(SUPPLIED DATA Opens)
PR #201, opened 2019-04-22
feat: add ui logs to blog tutorial

fsdiogo:
Add UI logs to blog tutorial and rephrased some lessons to make them clearer.

### DIFF
--- a/src/tutorials/Blog/01.vue
+++ b/src/tutorials/Blog/01.vue
@@ -1,11 +1,10 @@
 <template>
-  <div class="lesson-blog-01">
-    <Lesson v-bind:text="text" v-bind:code="code"
-            :validate="validate"
-            :exercise="exercise"
-            lessonTitle="Link an author to a blog post using its CID">
-    </Lesson>
-  </div>
+  <Lesson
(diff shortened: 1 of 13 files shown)


src/tutorials/Blog/01.vue
```diff
@@ -38,16 +36,11 @@ const _solution = `
...
-    author: samCid
-  })
-  const computerPostCid = await ipfs.dag.put({
-    content: "computers",
-    author: natCid
-  })
+  const natCid = await ipfs.dag.put({ author: "Nat" })
+  const samCid = await ipfs.dag.put({ author: "Sam" })
+
+  const treePostCid = await ipfs.dag.put({ content: "trees", author: samCid })
```
terichadbourne: Although the result of the code is the same, I consider it more beginner-friendly and easier to read when you show objects with each property on its own line. Since you'll be enabling solution viewing in a later PR, let's leave this formatting (and the line below) in the way that's easier to read.

terichadbourne:
Other than that one note above, I'm okay with this being merged @fsdiogo. Thanks!

Issue #89, opened 2018-11-29
feature: view solution


mikeal:
The lesson implementations already have the solution code in them for reference. Let's find a good way to expose this to people working to solve the lessons so that if they get stuck they can see the complete solution in order to compare.

PR #202, opened 2019-04-22
feat: add ability to view solutions in lessons

fsdiogo:
sol

Closes https://github.com/ProtoSchool/protoschool.github.io/issues/89.

### DIFF
--- a/README.md
+++ b/README.md
@@ -155,7 +155,7 @@ Remember that you can add comments to your default code to orient the user, such
 
 #### Provide the simplest solution to your exercise
 
-`_solution` is a string property. The value you set for `_solution` in your Vue
+`solution` is a string property. The value you set for `solution` in your Vue
 file will be used to populate the code editor if the user clicks the "View
 solution" option. (We hope you'll have provided enough clues that they won't need
 to do this!)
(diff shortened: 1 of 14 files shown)


fsdiogo:
## Workflow

solution

terichadbourne:
@fsdiogo Looking good! I pushed a couple of commits to tweak some typos or confusing language I happened to come across while testing and to add instructions for including `_solution` in your Vue file. 

Are you comfortable with "View Solution" being clickable even when you're already viewing the solution, or would you rather make the option disappear or change to non-clickable "Viewing solution" text until the user types something new and the code editor contents no longer match the solution code? This former is what happens with the "Reset code" option, which disappears when the code editor contents match the default code.

fsdiogo:
We were using `_solution` because it was like a private variable and it wasn't used. I switched to `solution` to be streamlined like the `code` one.

fsdiogo:
> Are you comfortable with "View Solution" being clickable even when you're already viewing the solution, or would you rather make the option disappear or change to non-clickable "Viewing solution" text until the user types something new and the code editor contents no longer match the solution code? This former is what happens with the "Reset code" option, which disappears when the code editor contents match the default code.

I'd prefer to always have the option to click the `View Solution`. It doesn't bother me that the `Reset code` is hidden when we have the default code on the screen.

terichadbourne:
@fsdiogo Okay, I'm good to have you merge this if you're feeling ready!  I'll  change `_solution` to `solution` in my MFS tutorials

Issue #187, opened 2019-04-07
Lesson Feedback: Blog - Lesson 7 (Traverse through all posts, starting with the most recent)


Frijol:
**URL of the lesson that's confusing:**
https://proto.school/#/blog/07

**What's confusing about this lesson?**
In the same vein as https://github.com/ProtoSchool/protoschool.github.io/issues/165, this lesson requires you to know Javascript syntax for while loops and pushing to an array

**What additional context could we provide to help you succeed?**

Maybe the best way to give JS-bonus information is e.g. "Hint: you will be using [while loops](//www.w3wchools/com/js/js_loop_while.asp) and [array methods](//www.w3schools.com/jsref/jsref_obj_array.asp) for this solution!"

**What other feedback would you like to share about ProtoSchool?**

terichadbourne:
@frijol We've just merged a bunch of work on Blog lesson 7 that we believe addresses your feedback. I'll close this out, but please feel free to re-open if we haven't achieved what you were hoping for.

Frijol:
thanks!

Issue #68, opened 2018-10-22
Blog lesson 7 instructions aren't clear enough


terichadbourne:
A few issues I ran into when trying in vain to solve blog lesson 7 (https://proto.school/#/blog/07). I'll need help better understanding some context here so I can then phrase instructions and tips more clearly to make this one easier. 

1. When do you need your CID to be an instance and when don't you? I overused the `new CID(...)` that was suggested here in my first attempt, assuming it was necessary in places it wasn't. Are the things returned by `ipfs.dag.put()` already CID instances?  Is doing the `new CID` thing the opposite of doing the  `someCid.toBaseEncodedString()` thing? You have to do it to decode it?   

2. It's unclear which things in this code block are meant to be written as is and which are meant to be replaced by some other value: `let cid = new CID((await ipfs.dag.get(someCid)).value.linkName['/'])`
I could tell, because of the "some," that `someCid` was meant to be replaced, but I didn't make that connection for `linkName`.  I now believe you're supposed to replace this with the name you gave the object that contains an object in which the field name is `'/'` and the value is the `someCid.toBaseEncodedString`, which in this case would be `prev`. Maybe we should use `fieldName` or `someLinkName` or `linkFieldName` here?  Or use coloring or wrap in `<>` symbols to highlight both of the segments you're supposed to replace (in which case we should do that throughout all lessons)? (Note that there's something related about naming of links at https://proto.school/#/blog/03 )

3. I think we should give a hint about using a while loop. IMHO, less experienced developers have more experience looping through arrays where they know how to judge the number of entries and less with figuring out how to make their loop stop itself by other means. Maybe be so explicit as to say something like: 
```Hint: How do you know when you're out of links? Try using a `while` loop and checking for the presence of a `prev` field in the current object. If it exists, you're not done yet, and you'll need to reset a variable and run the loop again.```
I'd like people spending their time thinking about how to access the right part of the CID object via IPFS commands, not thinking about the logic of the code. 

[...]

PR #204, opened 2019-04-23
fix: blog lesson 7 solution

fsdiogo:


terichadbourne:
@fsdiogo I'm testing this by making some various mistakes. If I pass in the wrong post to `return traversePosts()` near the end, it tells me I need to return 3 CIDs, which is reasonable. However, if I leave it blank or pass in something that's not a CID, I get "You forgot to return a result." Can you think of a way we could identify that they passed a non-CID value into that function, as opposed to that they deleted the word "return"  (which is what they might think we mean). If not, maybe we change the message to encompass a few potential problems.

terichadbourne:
@fsdiogo Do you think it's useful to the user to view the returned vs expected CIDs (as shown below)? I wouldn't know how to use this to reverse engineer the right solution, so I might not bother displaying it. Instead I'd suggest editing the error to suggest that it's something that might happen if you mess with the contents of the file, as below. Thoughts? 

image

fsdiogo:
> @fsdiogo I'm testing this by making some various mistakes. If I pass in the wrong post to return traversePosts() near the end, it tells me I need to return 3 CIDs, which is reasonable. However, if I leave it blank or pass in something that's not a CID, I get "You forgot to return a result." Can you think of a way we could identify that they passed a non-CID value into that function, as opposed to that they deleted the word "return" (which is what they might think we mean). If not, maybe we change the message to encompass a few potential problems.

Hmm, what if we fill the `traversePosts` function with this:

```js
const traversePosts = async (cid) => {
  const result = []
  
  // Your code goes here
  
  return result
}
```

This way we're already returning a result so that won't appear, and it enforces what the exercise says that an array should be returned.

<br />

> @fsdiogo Do you think it's useful to the user to view the returned vs expected CIDs (as shown below)? I wouldn't know how to use this to reverse engineer the right solution, so I might not bother displaying it. Instead I'd suggest editing the error to suggest that it's something that might happen if you mess with the contents of the file, as below. Thoughts?

I don't find it very useful, but as it was being displayed in the message, I've added it to the log to reduce the message pollution. Yeah, I think we can go with that! I'll commit a fix.

terichadbourne:
Oh, I actually mean the return statement at the bottom where you call the function (`return traversePosts(dogPostCid)`), so I don't think that suggestion would help, unless I'm misunderstanding you. I think what happens is that even if you write your traversePosts function perfectly, if you mess up and touch other parts of the code and pass in something that's not a CID, the traversePost function spazzes out and never hits its return statement. I do think it makes sense to let the user build a function with their return statement inside the else, though, and i'd find it confusing if you provided default code that suggested the return went at the very end. 

I'm now seeing "you forgot to return a result" if I pass in no argument on line 52, but some other errors if i pass in other non-cid stuff, for example: 

image
image
image

Since the problem is caused by people messing with the wrong part of the code, maybe we could add to the error message: "Either you forgot to return a value or you passed something that wasn't a CID into your traversePosts function. Try resetting the code and be sure to only edit the traversePosts function. Be sure the function returns an array of CIDs."

fsdiogo:
> Oh, I actually mean the return statement at the bottom where you call the function (return traversePosts(dogPostCid)), so I don't think that suggestion would help, unless I'm misunderstanding you.

You're misunderstanding. Try resetting the code, press `Enter` somewhere and submit the code: you get `You forgot to return a result :)`. That's because the `traversePosts()` function isn't returning anything. If inside `traversePosts()` you return something, that error won't appear. That's what I was saying 😛

> Since the problem is caused by people messing with the wrong part of the code, maybe we could add to the error message: "Either you forgot to return a value or you passed something that wasn't a CID into your traversePosts function. Try resetting the code and be sure to only edit the traversePosts function. Be sure the function returns an array of CIDs."

Hmm yeah, I just don't like it being a super long sentence 😐

terichadbourne:
I added some little hints so that this PR can close #187. It will also close #68.

terichadbourne:
@fsdiogo You and I are identifying two separate problems from each other. One is that the `traversePosts` function doesn't include a return statement and the other is that the user touched parts of the code they shouldn't and passed something silly (or nothing) into the function when running it (the ultimate problem being that there's a return statement inside a conditional that isn't hit when you pass in a non-CID value). Can you think of any way to distinguish between those two errors on the backend so we can provide more accurate, shorter error messages?

fsdiogo:
Hmm, as we only get the `result` of the running code, I'm not seeing a way to distinguish between those two 🤔

fsdiogo:
@terichadbourne can this be merged?

The solution that is live right now isn't ideal and although this isn't perfect still, its way better than the current version.

terichadbourne:
@fsdiogo I've added some more validation for common mistakes here and updated the assignment instructions to be more clear about what to edit and what not to touch. 

I added an override for a very common error where you try to access  `await ipfs.dag.get(cid).value.prev`, where the value doesn't exist yet because the await statement didn't get wrapped in parens and have a chance to return a value.

In setting up the override I noticed that if I follow the instructions in the readme, using `(result && result.error.message === "whatever")`, it works for the error I'm trying to catch, but for anything that doesn't have a built-in error it bails out and provides no feedback to the user who clicks submit, because `result.error` is undefined: 

image

I've changed my code to do `if (result.error && result.error.message === "whatever"` instead, but if what I'm doing is the right approach then we should fix the instructions, and if not then the instructions probably need improving regardless so I can implement it successfully in the way you intended. What's your take on what's going wrong there?

fsdiogo:
> What's your take on what's going wrong there?

The thing about this error overriding is that there are a lot of variables to consider. It depends on what the dev wants to catch and what API is using.

From my POV, we can either change the readme to 

```js
} else if (result.error && result.error.message === 'No child name passed to addLink') {
  // Forgot the file name and just used a directory as the path
  return { fail: 'Uh oh. It looks like you created a folder instead of a file. Did you forget to include a filename in your path?' }
}
```

-- OR --

better yet, explain that the test case should be up to them, what matters is that they must return an object with the `fail` key.

fsdiogo:
@terichadbourne please check commit https://github.com/ProtoSchool/protoschool.github.io/pull/204/commits/f8ebe372ebdaf25e8dd7c0723e546fc1adaca7a4 and see if it's clearer now.

PR #206, opened 2019-04-24
fix: update code highlight

fsdiogo:
Fixes https://github.com/ProtoSchool/protoschool.github.io/pull/200#issuecomment-485523432.


terichadbourne:
@fsdiogo What's the best way for me to test this since the problem I was having is in my unmerged branch. Should I merge from your branch in progress into mine?

fsdiogo:
I've tested in you branch, but we should merge from code. As this is a one line change, just copy-paste the change to your branch and see that it works 😛

terichadbourne:
@fsdiogo This is working for me now, but I'm curious... why does it do color coding the first time and not the second? Is that intentional? (see below without and with { long: true } in mfs lesson 4) 

image

image

I've leave it to you to merge if you're comfortable with that outcome. (I'm not especially concerned about the colors in this context.)

fsdiogo:
@terichadbourne I've found a more up-to-date package to highlight the logs and now everything is working properly:

PR #212, opened 2019-04-26
feat: add e2e tests for interactive lessons

olizilla:
Test that protoschool lessons are working and that the solutions
are correct. Uses cypress to walk through the basics and blog
lessons.

- add [cypress](https://www.cypress.io/) for end-to-end testing in a real brower, with a helpfulfancy user-intereface for showing what the site looked like at each step

Screenshot 2019-04-30 at 16 39 41

- Updates travis.yml to get it working in CI too

Screenshot 2019-04-30 at 16 45 33

- moves dev server to run on 3000 so as not to collide with a standard IPFS install
- adds npm run scripts for
  - `npm test` - run a dev server, wait for it to be ready then run the cypress tests in headless mode
  - `npm run cy:open` - open the cypress interface locally to debug tests. Exects you to be serving protoschool from http://localhost:3000 as you would in dev mode by running `npm start`
- adds `data-cy` attributes to the lesson component so the cypress robot can find them in the DOM  to know what state the app is in. We use these insted of `id or `class` attributes so it is clearer what there purpose is, and they are less likely to get broken by UI refactors.

With this PR merged, we can let CI tell us a PR to update to the latest js-ipfs would break anything. We can use this pattern to add more tests as we create new functionality.

License: MIT
Signed-off-by: Oli Evans <oli@tableflip.io>


terichadbourne:
@olizilla This is still meant to be WIP/draft, right? Just making sure I'm ignoring you for the right reasons. :)

olizilla:
Yep, will ping when it's ready. I'm figuring out how to run the tests in CI.

olizilla:
WOO HAA! We have it. The magic runes to make our cypress tests run on travis in a recent version of chrome.

terichadbourne:
@olizilla I just pushed a commit to update the README to reflect the new port you've suggested here. 

I tried killing my normal `npm run serve` and running `npm run cy:open` instead and got this error: 
image

and this when I try to run the test: 

image

If I do `npm run serve` and `npm run cy:open` simultaneously in different Terminal windows it seems to work. Am I meant to have to do that?

Where should the processes you've described in the PR be documented? Will tutorial authors need to be familiar with how Cypress works or just maintainers who are testing and merging PRs? Anything we should add to the readme? 

The PR @fsdiogo is working on to improve the "view solution" experience will actually break this test. He's offered to help come up with a way to repair it, but I'm wondering whether we should leave this PR open awaiting those changes or merge now and update later. Thoughts?

fsdiogo:
As PR https://github.com/ProtoSchool/protoschool.github.io/pull/215 (the `View Solution` refactor) has been merged, this won't work. Tomorrow I'll take a look to find a fix for it.

fsdiogo:
I'm having a bit of trouble figuring out a way to make this work.

I was thinking of using this approach:

1. Click view solution button
2. Copy the solution code inside the monaco editor
3. Paste the code to the editable monaco editor
4. Click the submit button and see if it passes

There are a bunch of problems here: there is no easy way to click inside the monaco editor and get its content, as when it gets rendered there's a lot of under the hood magic to make everything work as you see, the DOM is pretty complex and there is no easy way to access the full solution string. Copy and paste is not supported in cypress as of this moment, I've seen many people asking for that in issues but no solution yet.

So, I was thinking of injecting the lesson solution somewhere in the html in a `data-attribute` and get it from there, but we would still need to paste that in the monaco editor to submit the solution, so this doesn't solve that either. 

Have you got any suggestion @olizilla @terichadbourne?

terichadbourne:
Is Cypress only able to access DOM elements like a user would, or is it also able to access underlying code? It feels like what we need to do is run the `run` function passing in `solution` instead of `code`. If it can only access the DOM, could we make a new invisible button that the user never sees, but Cypress can, that initiates a new function to do that? (And also make this invisible to people using accessibility accommodations?) Better than that would be if Cypress can access the code itself so it can just initiate that function without interacting with the DOM. 

Alternatively, is there some way to tell when it's Cypress and not a human clicking a button? If so, we could insert a conditional in the existing `run` method that replaces `code` with `solution` if it's Cypress clicking the normal user-facing button.

fsdiogo:
> Is Cypress only able to access DOM elements like a user would, or is it also able to access underlying code?

As this is end-to-end testing I'd say Cypress was only supposed to access the DOM like a user would, but I'm not sure.

> If it can only access the DOM, could we make a new invisible button that the user never sees, but Cypress can, that initiates a new function to do that?

Probably, although I'm not a fan of that solution.

> Alternatively, is there some way to tell when it's Cypress and not a human clicking a button? If so, we could insert a conditional in the existing run method that replaces code with solution

That's a good idea, thank you 🎉 There is a way to [detect if the app is running under Cypress](https://docs.cypress.io/faq/questions/using-cypress-faq.html#Is-there-any-way-to-detect-if-my-app-is-running-under-Cypress), so I'll inject the solution instead of the code when calling the `run` function as you said!

@olizilla do you think the solution above is OK or is it an anti-pattern or something to avoid?

terichadbourne:
This is working for me with @fsdiogo's edit. 🎉 

@olizilla Am I remembering correctly that this is built to handle normal lessons but can't yet handle file upload lessons? Do we need to teach it to upload a file that's stored within the website itself?

fsdiogo:
@terichadbourne this is not ready for file upload lessons and Cypress doesn't support file uploads, although it seems there are some workarounds: https://github.com/cypress-io/cypress/issues/170

fsdiogo:
After a chat with @olizilla, we came to the conclusion that the best way to do this was to follow @terichadbourne's suggestion:

> could we make a new invisible button that the user never sees, but Cypress can, that initiates a new function to do that?

So, right now the flow of the test is the following (simplified version):

1. Enter lesson
2. Click `View Solution`
3. Click `Replace With Solution` (this is a special button only used by Cypress to replace the code with the solution)
4. Submit the code

terichadbourne:
@fsdiogo I've successfully run the Cypress test and also checked that as a keyboard tab user and a screen reader user (and myself) I can't spot the new secret button. I'm good with this if you are!

fsdiogo:
Cool, I'll merge this then 🚢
(SUPPLIED DATA Closes)
* [EXERCISE DETAILS]: Wherever the string "seems" is found in the entries, copy the line it sits in.

* [OUTPUT]:
If I do `npm run serve` and `npm run cy:open` simultaneously in different Terminal windows it seems to work. Am I meant to have to do that?
@terichadbourne this is not ready for file upload lessons and Cypress doesn't support file uploads, although it seems there are some workarounds: https://github.com/cypress-io/cypress/issues/170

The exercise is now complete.